Model 1---Utility directly observed, Bias side-info depends on utility
Introduction
Model 1 has the following form:
X is a vector random variable (as in supervised learning), the “context”. X is always fully observed and we don’t model its prior distribution.
u:X -> R, where u ~ prior(u)
b: R->R, where b ~ prior(b) and b is stochastic
Training data has form: (x_i, u(x_i), b(u(x_i))), where i is the index.
Test data has form: (x_i, ___, b(u(x_i))), where the goal is to infer u(x_i).
We are interested in cases with the following additional properties:
-
The training data is insufficient for us to learn
u. That is, on some regions of X, we will be quite uncertain about u(x). -
Our test data will include x-values from some such regions. If the training data shows
bto be generally informative aboutu, then conditioning onbwill improve our posteriors overuin those regions. (Ifbis not informative, then conditioning should not help us).
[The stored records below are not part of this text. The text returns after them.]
PR #189, opened 2024-09-12
feat(tests): Add RPC service recovery function

ralcolea:
Previously, Ganesha tests failed when RPC became unavailable during the test suite execution. There was also some logic repeated across the suite, such as the creation of Ganesha PID file.

Key changes:
- Introduced a recovery mechanism for the RPC service to handle failures during the test suite execution.
- Refactored the Ganesha PID file creation by encapsulating the logic into a new `create_ganesha_pid_file` function, which is now used across all suite to avoid redundancy.


lgsilva3087 (approved):
LGTM

uristdwarf (approved):

PR #286, opened 2025-01-22
fix: Fix CLang compilation

dmga44:
CLang compiler was detecting one of the ```find``` functions in the
```FSNodeDirectory``` as recursive, which was causing the CLang build
to fail. This commit removes that function, which was not used in
the rest of the code and it is also simple.


lgsilva3087 (approved):

ralcolea (approved):
LGTM :+1:

PR #289, opened 2025-01-23
test: Fix glibc malloc arenas option on client

rolysr:
This commit moves the test for checking the tuning of the glibc malloc arenas option on the client to the SingleMachineTests suite to avoid the nondeterministic behavior of the test in the continuous integration for the ShortSystemTests.


uristdwarf (approved):

lgsilva3087 (approved):
LGTM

So we will compare algorithms that condition on the b-values at test time with algorithms that do not (and simply do supervised learning using the training data). We use examples where u is piecewise linear with different parameters in different regions. We begin with examples where b is not a function of X (i.e. the relation between the output of u and b does not depend directly on the context X).
Example 1
Here is the generative model. We make both u and b stochastic functions.
var getDatumGivenContext = function(x, params){
var u = params.u;
var b = params.b;
var ux = sample(u(x));
var bx = sample(b(ux));
return {x:x, u:ux, b: bx};
};
We pick some parameters for u and b and then generate some data. Note that u is a piecewise linear with boundaries at -1 and 1. The function b is adds a constant and some Gaussian noise to u(x).
var u = function(x){
var getCoefficient = function(x){
if (x<-1){return -1.5}
if (x<1){return 3}
if (x>=1){return -.3}
}
return Gaussian({mu:getCoefficient(x)*x, sigma:.1})
}
var b = function(ux){
var constant = .5
var sigma = .1
return Gaussian({mu:ux + constant, sigma:sigma});
}
var displayFunctions = function(u,b){
print('Display true functions u and b on range [-3,3]');
var xs = repeat(100,function(){return sample(Uniform({a:-3,b:3}))});
var uValues = map(function(x){return sample(u(x))}, xs);
viz.scatter(xs, uValues);
var bValues = map(function(ux){return sample(b(ux))}, uValues);
viz.scatter(xs, bValues);
};
displayFunctions(u,b)
var trueParams = {u:u, b:b};
wpEditor.put('trueParams', trueParams);
We generate some data. The training and test data have different distributions. This means that u is not learnable from the training data but its values can be inferred fairly accurately given that b is informative about u.
///fold:
var getDatumGivenContext = function(x, params){
var u = params.u;
var b = params.b;
var ux = sample(u(x));
var bx = sample(b(ux));
return {x:x, u:ux, b: bx};
};
///
var getAllData = function(numberTrainingData, numberTestData, params){
var generateData = function(numberDataPoints, priorX){
var xs = repeat(numberDataPoints, priorX);
return map(function(x){
return getDatumGivenContext(x, params);
}, xs);
};
var trainingPrior = function(){return sample(Uniform({a:-.5, b:.5}));}
var trainingData = generateData(numberTrainingData, trainingPrior)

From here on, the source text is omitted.